Source material section start

PR #116, opened 2020-05-07
Clarify some things about backup script

alexAubin:
## Problem

Some weird things happening in backup script
- `ynh_backup` only declare files to be backuped and does not perform any "real" copy whatsoever
- Hence it's overkill and misleading to have progress bars ... In fact on a real server if you launch a "backup create", you will see your N apps running the backup scripts super quick and flooding messages with progress bar as if so much stuff happened but nope ... The real stuff happens later when the archive is actually created with the files declared by `ynh_backup`
- And apart from maybe specific edge cases, there's no need to start/stop the service during backup operations ... Start/stopping the service creates a service interruption that may disrupt experience for users...
- One could think that the service should be stopped during mysql dump, but nope, the helper uses a  --single-transaction ... So unless you're doing something very specific, no need to start/stop the service

## Solution

- Tweak the backup script, have 2 steps. One about declaring files. The second one about creating database dumps. There's no point in having progress bars.

## PR Status
- [X] Code finished.

### DIFF
--- a/scripts/backup
+++ b/scripts/backup
@@ -24,7 +24,7 @@ ynh_abort_if_errors
 #=================================================
 # LOAD SETTINGS
 #=================================================
-ynh_script_progression --message="Loading installation settings..." --time --weight=1
+ynh_print_info --message="Loading installation settings..."
 
 app=$YNH_APP_INSTANCE_NAME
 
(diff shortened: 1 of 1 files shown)


alexAubin:
Any opinion on this ? :/

Tagadda:
LGTM.
Stoping and starting the service could be commented instead of deleted, as some application could use that, but I'm okay with both.

kay0u:
> LGTM.
> Stoping and starting the service could be commented instead of deleted, as some application could use that, but I'm okay with both.

I guess, I don't know how many applications have to stop/restart their service for a backup.

We have the same type of mechanism for change_url: https://github.com/YunoHost/example_ynh/blob/c07802d4effb01019a64a801d96383946b2a35d0/scripts/change_url#L77

Tagadda:
> > LGTM.
> > Stoping and starting the service could be commented instead of deleted, as some application could use that, but I'm okay with both.
> 
> I guess, I don't know how many applications have to stop/restart their service for a backup.
> 
> We have the same type of mechanism for change_url:
> 
> https://github.com/YunoHost/example_ynh/blob/c07802d4effb01019a64a801d96383946b2a35d0/scripts/change_url#L77

For change_url, some apps need to know the path, so a restart may be useful.

alexAubin:
Will merge in 3 days if that's okay then

scripts/backup
```diff
@@ -33,46 +33,37 @@ domain=$(ynh_app_setting_get --app=$app --key=domain)
...
 #=================================================
-# STANDARD BACKUP STEPS
+# DECLARE DATA AND CONF FILES TO BACKUP
 #=================================================
-# STOP SYSTEMD SERVICE
-#=================================================
-ynh_script_progression --message="Stopping a systemd service..." --time --weight=1
 
-ynh_systemd_action --service_name=$app --action="stop" --log_path="/var/log/$app/$app.log"
+ynh_print_info --message="Declaring files to be backuped..."
```
JimboJoe, line 39:
```suggestion
ynh_print_info --message="Declaring files to be backed up..."
```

Source material section end

When the line containing "only declare files" is reached, include it and stop. Until then, output each line of the entries exactly as given, starting from the first.

PR #116, opened 2020-05-07
Clarify some things about backup script

alexAubin:
## Problem

Some weird things happening in backup script
- `ynh_backup` only declare files to be backuped and does not perform any "real" copy whatsoever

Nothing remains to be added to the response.